Methods
A round-shaped wound was created in the monolayers of rabbit gastric epithelial cells and the wound restitution was monitored by measuring the speed of cell migration. The degree of cellular apoptosis (Tunel, index%=positive cell numer/total cell number) was assessed using Becton-Dickinson FACScan flow cytometry. The monolayers were incubated with or without NO-donor sodium nitroprusside (SNP, 300mM). The potential role of cGMP as a second messenger of NO was investigated using 8-Br-cGMP. In order to assess whether the effects of NO are mediated by its reaction with superoxide (O₂^.-), yielding peroxynitrite (ONOO^-)₃, we studied the effects of O₂^.- sources diethylthiocarbamate (DDC, superoxide dismutase inhibitor) and pyrogallol (PG, an O"d2^.- generator) with or without SNP. We further studied the effects of O₂^.- scavengers allopurinol (AP, an inhibitor of xantine oxidase), and superoxide dismutase (SOD, catalyzes O₂^.- to H₂O₂) together with catalase (C, eliminates H₂O₂) with or without of SNP.

Results
Retardation of wound healing caused by SNP was enhanced by DDC and PG, and ameliorated by O₂^.- scavengers AP and SOD+C (Table 1). 8-Br-cGMP had no significant effect on wound restitution (cell migration (mm/24 h) 546±16 vs. 440±68, and apoptosis index % 8.2±3.4 vs. 9.4±2.4 in cGMP and controls, respectively).

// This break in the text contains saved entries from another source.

PR #985, opened 2020-01-09
change overlay.bin to overlay.bit.bin in firmware

yunqu:


PeterOgden:
This seems more like a 2.6 than a 2.5.1 thing given that we're not planning on putting out or testing new images for any of the boards.

Issue #989, opened 2020-01-22
18.04 host support still broken


powderluv:
This is a follow up to pull request #974 

We removed the check for 18.04 packages at the last minute when we merged #974 so if you build on a native host you will get an error. 

If you install gcc-multilib as petalinux suggests and try to build you will get this error:

foo@bar:~/github/PYNQ/sdbuild$ time make BOARDDIR=/home/foo/github/Ultra96-PYNQ BOARDS=Ultra96
/opt/qemu/bin/qemu-aarch64-static -version | fgrep 4.0.0
qemu-aarch64 version 4.0.0                                     
vivado -version | fgrep 2019.1   
Vivado v2019.1 (64-bit)                                             
xsdk -version | fgrep 2019.1    
****** SDK v2019.1 (64-bit)                                                                                                                
which petalinux-config                                                                                                        
/home/foo/peta/tools/common/petalinux/bin/petalinux-config
which arm-linux-gnueabihf-gcc                                           
Makefile:342: recipe for target 'checkenv' failed
make: *** [checkenv] Error 1                                      
                                                                        
real    0m2.204s                                                                            
user    0m2.036s                                                      
sys     0m0.242s                    

If you install gcc-arm-linux-gnueabihf you will uninstall gcc-multilib above and fail:

You will get this error:

libsdl1.2-dev
rsync
python3-pip
gcc-multilib
Error: Package not found - gcc-multilib
Run setup_host.sh
Makefile:342: recipe for target 'checkenv' failed
make: *** [checkenv] Error 1

It is a trivial patch and I'm happy to resubmit it but need your guidance @yunqu @giunatale since I don't want to submit a PR that has no chance of getting to master.

yunqu:
Hi, I have run the following:

```
which arm-linux-gnueabihf-gcc
```
And it gives me:

`/sdbuild/Xilinx/SDK/2019.1/gnu/aarch32/lin/gcc-arm-linux-gnueabi/bin/arm-linux-gnueabihf-gcc`

So I guess the reason why you think the current branch is broken is that you have not installed Xilinx SDK, or forget to source SDK settings?

powderluv:
I have sourced it and all tools including xsdk are in the path. Please see output below 

/opt/qemu/bin/qemu-aarch64-static -version | fgrep 4.0.0
qemu-aarch64 version 4.0.0
vivado -version | fgrep 2019.1
Vivado v2019.1 (64-bit)
xsdk -version | fgrep 2019.1
[...]

PR #990, opened 2020-01-22
Fix 18.04 native builds

powderluv:
Reintroduce the per ubuntu host package version check.

### DIFF
--- a/sdbuild/scripts/check_env.sh
+++ b/sdbuild/scripts/check_env.sh
@@ -1,7 +1,7 @@
 #!/bin/bash
 
 # Check for dependencies 
-read -d '' DEPS <<EOT
+read -d '' DEPS_COMMON <<EOT
 bc
 gperf
 bison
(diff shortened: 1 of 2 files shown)


powderluv:
Fixes #989

yunqu:
Hi @powderluv , if you install `gcc-multilib-arm-linux-gnueabihf` instead of `gcc-multilib` in `setup_host.sh`, you will not be able to install petalinux directly. You will still have to install `gcc-multilib` first since `gcc-multilib` is a direct requirement for petalinux. So your flow looks like this:

1. install `gcc-multilib-arm-linux-gnueabihf` first
2. install `gcc-multilib`, which overwrites the 1st step.
3. install petalinux.
4. install back `gcc-multilib-arm-linux-gnueabihf` for make to work.

This looks too much. I did not see problem after installing `gcc-multilib` only, but if you do see a problem, I think we need to adjust the check_env, instead of playing with those packages?

powderluv:
I think step one is not required. You can start at step 2. But yeah it is a pain because of petalinux requiring gcc-multilib.  Is there any forum we external folks can file a report on. I'll post on the forums. 

You can't just adjust just check_env since in the Makefile we are checking for 

checkenv: $(patsubst %, qemu_check_%, $(USED_ARCH))
        vivado -version | fgrep ${KERNEL_VERSION}
        xsdk -version | fgrep ${KERNEL_VERSION}
        which petalinux-config
        which arm-linux-gnueabihf-gcc


So you have to either modify Makefile or setup_host .  Either is fine.

powderluv:
btw xsdk is gone in 2019.2 so we have to update this Makefile anyway soon.

yunqu:
@powderluv I meant to change the checkenv in the makefile. But let me investigate this a little bit. I will try again tonight with fresh VMs. From what I have remembered, I did not see any problem last time.

yunqu:
> Reintroduce the per ubuntu host package version check.

@powderluv  At which step exactly is the build process failing?

powderluv:
Please see https://github.com/Xilinx/PYNQ/issues/989 for exact step. It is the make command

PR #1013, opened 2020-02-19
DMA: Enhance DMA driver functionality:

speachy:
* Correct max transfer length (2^sg_length_width - 1)
 * Require use of HWH for attribute detection
 * Ensure data is properly aligned
 * Support hardware configured in scatter-gather or microDMA modes
 * Record/report actual transferred data length
 * Allow sending subset of DMA buffer
 * 64-bit address support

To-do:
 * Error detection & reporting in async/IRQ mode.
 * Scatter-gather support for multiple buffers (requires change to driver API)
 * SG support with MicroDMA (IMO doesn't make a lot of sense to configure, but it is legal)

### DIFF
--- a/pynq/lib/dma.py
+++ b/pynq/lib/dma.py
@@ -28,8 +28,9 @@
 #   ADVISED OF THE POSSIBILITY OF SUCH DAMAGE.
 
 from pynq import DefaultIP
+from pynq import Xlnk
+import numpy
 import warnings
-
 
 __author__ = 'Peter Ogden, Anurag Dubey'
 __copyright__ = 'Copyright 2017, Xilinx'
@@ -100,7 +101,7 @@ class _SDMAChannel:
 
         """
         if self._interrupt:
-            self._mmio.write(self._offset, 0x1001)
+            self._mmio.write(self._offset, 0x1001) # XXX what about errors?
         else:
             self._mmio.write(self._offset, 0x0001)
         while not self.running:
@@ -116,7 +117,7 @@ class _SDMAChannel:
             pass
 
     def _clear_interrupt(self):
-        self._mmio.write(self._offset + 4, 0x1000)
+        self._mmio.write(self._offset + 4, 0x1000) # XXX what about errors?
 
     def transfer(self, array, start=0, nbytes=0):
         """Transfer memory with the DMA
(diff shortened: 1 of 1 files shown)


schelleg:
Thanks @speachy for the PR... we're almost done wrapping up a release right now and will look to pull this on next week at the latest if no issues.

speachy:
By next week I'll definitely have more to add to this PR.  And hopefully some additional PRs too.  :)

pynq/lib/dma.py
```diff
@@ -101,7 +110,7 @@ def stop(self):
     def _clear_interrupt(self):
         self._mmio.write(self._offset + 4, 0x1000)
 
-    def transfer(self, array):
+    def transfer(self, array, start=0, nbytes=0):
```
PeterOgden: With PYNQ 2.5 we added support for getting valid sub-buffers with the standard `array[start:start+nbytes]` syntax. I'm wary of having multiple ways to accomplish the same thing but happy if there are advantages to a DMA-specific API.

pynq/lib/dma.py
```diff
@@ -110,20 +119,30 @@ def transfer(self, array):
...
             raise RuntimeError('DMA channel not started')
         if not self.idle and not self._first_transfer:
             raise RuntimeError('DMA channel not idle')
+        if nbytes == 0:
+            nbytes = array.nbytes - start
+        if (nbytes > self._size):
+            raise ValueError('Transfer size is {} bytes, which exceeds '
+                             'the maximum DMA buffer size {}.'.format(
+                              nbytes, self._size))
+        if self._dre and ((array.pyhsical_address + start) % 0x40) != 0:
```
PeterOgden: Checking the data-sheet indicates that the alignment for non-SG ports is dependent on the AXI Master width rather than being fixed to 64 bytes.

sdbuild/scripts/create_bsp.sh
```diff
@@ -6,6 +6,14 @@ set -e
 board=$1
 template=$2
 
+# Allow fetching the BSP from a URL (useful for CI integration)
```
PeterOgden: If possible I'd split this out into a separate PR so that we get a clearer history in the repository

pynq/lib/dma.py
speachy: I don't recall seeing that array sub-buffer syntax documented (or used) anywhere.  Not that I tried too hard, as the target platform I'm using will be stuck on v2018.3 for at least another couple of months.

pynq/lib/dma.py
speachy: Hmm, you're right.. "source address must be [MM2S|S2MM] Memory Map data width aligned".  So I guess that means the "c_m_axi_[s2mm|mm2s]_data_width" property?

(And it looks like I got the polarity of the 'self._dre' test backwards.  oops..)

sdbuild/scripts/create_bsp.sh
speachy: Yeah, I hadn't intended to include this in the PR but github automagically included it as I pushed my working tree.  I'll split it out.

yunqu:
+1 with @PeterOgden that we should enforce HWH file.

speachy:
I'll have an updated PR in the next couple of days; still trying to work out the kinks on the SG side.

Given that a great deal of behaviour and sanity checking I've put into the driver is derived from HWH-queried attributes, unless all of that information can also be extracted from the tcl file then the DMA driver can silently fail, or worse, misbehave depending on the HW DMA channel was instantiated.

Just my $0.02..

schelleg:
We will plan on deprecating Tcl-to-metadata in the next official release.  A nice warning/fail in the DMA driver would be helpful to users.

PeterOgden:
@speachy Are you planning on implementing SG support or just having the driver fail to load if it is present? I was contemplating adding a mechanism where a driver could raise an `UnsupportedConfiguration` exception or similar and have the PYNQ framework fall-back to the `DefaultIP` driver. Given that at least I have a couple of examples that use the SG DMA it might be worth rolling those changes in as part of this PR.

speachy:
@PeterOgden Yesterday I updated the commits to include full SG support.  It hasn't seen a lot of testing yet (especially the corner cases) and the way it handles large buffers probably needs revisiting.

The main PR text is out of date but the actual commits have far more detail in them.

speachy:
I updated the main PR text.  Should be up-to-date now.

It is worth noting that the dmachannel.transfer() API still only allows one buffer to be passed in, so full use of SG isn't possible.  However, even in its current form this allows for transfers far larger than the hardware's configured sg_width, as the driver splits it across multiple SG descriptors.

And I'd appreciate guidance on how to go about handling errors in the async/irq mode, as that would require waiting on more than one IRQ at a time...

speachy:
Fixed two more bugs that came up as some of my colleagues banged on this code.  Any further comments?

PeterOgden:
I've just changed the base to a new branch for our next release. The changes look good but we haven't been able to test against all of our designs due to limited lab access at the moment and this way we'll get a full testing cycle in before it lands on master. If you're happy with the I'll accept the PR.

speachy:
There are still some TODOs that I could use some help/feedback with, but I'm happy with what's already there.

speachy:
Any further progress on this, or feedback on how to approach the TODOs?

schelleg:
hi @speachy - let's pull it on this dev branch now and start the testing.  This forces us to test more configs with the DMA.

For TODOs, I see you are catching micro dma in exceptions, so that is a good starting point.  For IRQs and multiple buffers, let's talk more offline to better understand the use case.  As you say, its tricky to get right (and test!).

PR #1022, opened 2020-04-14
PYNQ:  Allow fetching BSP from a URL instead of only local files.

speachy:
This means one can keep the (usually pretty large) BSP separate from the
repository, and has the added benefit of making some CI flows a lot
simpler

### DIFF
--- a/sdbuild/scripts/create_bsp.sh
+++ b/sdbuild/scripts/create_bsp.sh
@@ -6,7 +6,13 @@ set -e
 board=$1
 template=$2
 
-if [ ! -z "$BSP" ]; then
+if [ -n "$BSP" ]; then
+	# If $BSP is a URL, fetch it!
+	if [[ "$BSP" == *"://"* ]] ; then
+		BSP_ABS="${BSP_BUILD}/../downloaded-${BSP_PROJECT}.bsp"
+		curl -o "${BSP_ABS}" "${BSP}"
+		BSP=$(basename "${BSP_ABS}")
+	fi
 	cp -f $BSP_ABS $BSP_BUILD
 	cd $BSP_BUILD
 	old_project=$(echo $(tar -xvf $BSP) | cut -f1 -d" ")
@@ -36,4 +42,3 @@ else
 	petalinux-package --force --bsp -p $BSP_PROJECT \
 		--output $BSP_PROJECT.bsp
 fi
-
--- a/sdbuild/scripts/setup_host.sh
+++ b/sdbuild/scripts/setup_host.sh
@@ -39,6 +39,7 @@ nfs-common
 zerofree
 u-boot-tools
 rpm2cpio
+curl
 docker-ce
 docker-ce-cli
 containerd.io


sdbuild/scripts/create_bsp.sh
```diff
@@ -6,6 +6,13 @@ set -e
 board=$1
 template=$2
 
+# If $BSP is a URL, fetch it!
+if [[ "$BSP" == *"://"* ]] ; then
+       BSP_NEW=`basename "$BSP"`
+       BSP_ABS=$PWD/build/$BSP_NEW
```
giunatale, line 12: I would refrain from re-defining $BSP_ABS in this way. Better to use known env variables defined in the root Makefile
I would rewrite it as
`BSP_ABS=$BSP_BUILD/../$BSP_NEW`

$BSP_BUILD when launching `create_bsp` will be defined as `$$(BUILD_ROOT_$1)/petalinux_bsp` (see [here](https://github.com/Xilinx/PYNQ/blob/master/sdbuild/Makefile#L98)), so moving a level up will provide the location of the build root for the target board.

sdbuild/scripts/create_bsp.sh
```diff
@@ -6,6 +6,13 @@ set -e
 board=$1
 template=$2
 
+# If $BSP is a URL, fetch it!
+if [[ "$BSP" == *"://"* ]] ; then
```
giunatale, line 10: Can you move this if block inside the `if [ ! -z "$BSP" ]` block? It would not be executed anyway if BSP is empty, so it makes things more readable.

sdbuild/scripts/create_bsp.sh
```diff
@@ -6,6 +6,13 @@ set -e
...
+       BSP_NEW=`basename "$BSP"`
```
giunatale, line 11: This will provide unreliable filename in case a the url doesn't contain the actual filename (e.g. if using a url shortener)
maybe it's worth considering using `$BSP_PROJECT.bsp` (see [here](https://github.com/Xilinx/PYNQ/blob/master/sdbuild/Makefile#L100) and two lines below that) especially if you use a dedicated folder like `BSP_ABS=$BSP_BUILD/../downloaded_bsp` as I am suggesting below.

Won't affect functionality, but definitely readability will be improved: better to have predictable places and names for things, will help looking for stuff in case needed/debugging.

giunatale:
Hi @speachy, I made a few comments on this PR, please review and reply to them. If you disagree with some suggestions, we can totally discuss, I am open to it. 

I didn't test this, but in general it looks a really simple snippet of code, so it shouldn't cause troubles, provided you address my comments. Did you test it yourself?

speachy:
I've been using this little snippet for the better part of a year.  :)

Your comments are generally reasonable, I'll respond to them in turn after I finish cleaning out the inbox..

sdbuild/scripts/create_bsp.sh
speachy: My original thinking was to have the block on the outside as a fallback, but yeah, there's clearly no point.  I'll change this.

sdbuild/scripts/create_bsp.sh
speachy: I've changed BSP_ABS to match what you suggested.

I chose to not create a directory as that opens up many more robustness/reliability issues versus just dropping it in the general BSP directory.

sdbuild/scripts/create_bsp.sh
speachy: I've changed the filename to be set to downloaded-${BSP_PROJECT}.bsp.   I don't see the point in creating a separate directory for it given that the file is download into the throwaway per-board build directory already.

speachy:
New version up.  It makes every requested change except for a separate download directory.

giunatale:
Looks good to me now! thanks for taking the time to address my comments 👍

PR #1024, opened 2020-04-19
update docs to use the modern asyncio.run api

graingert:


PeterOgden:
Thanks for the PR. Our PYNQ images are still based on Ubuntu 18.04 and Python 3.6 so we'd prefer not to accept immediately as that's the most common environment PYNQ is used and doesn't have `asyncio.run`. It's possible that this will change in time for v2.6 so I'll keep the PR open and reassign it to a release branch when we have a clearer roadmap.

schelleg:
no plans right now to upgrade asyncio ... I'll close this for now and can reopen asneeded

The migration speed in the controls, SNP, SNP+DDC, SNP+PG, SNP+SOD and SNP+AP groups were 440±68 357±90* 232±99*§ 52±95*§ 406±90*§ and 388±88*(mm/24 h), consecutively, and the apoptosis index (%/24 h) 9±2 23±4* 23±2* 31±7*§ 15±5*§ and 15±3*, consecutively (*p< 0.001 as compared to controls, §p< 0.001 as compared to SNP, N=6 each).

Conclusions
SNP retards gastric restitution by inhibiting cell migration and inducing cellular apoptosis. These effects are not mediated by cGMP, but (ONOO^-)₃ or its derivatives may contribute to this process.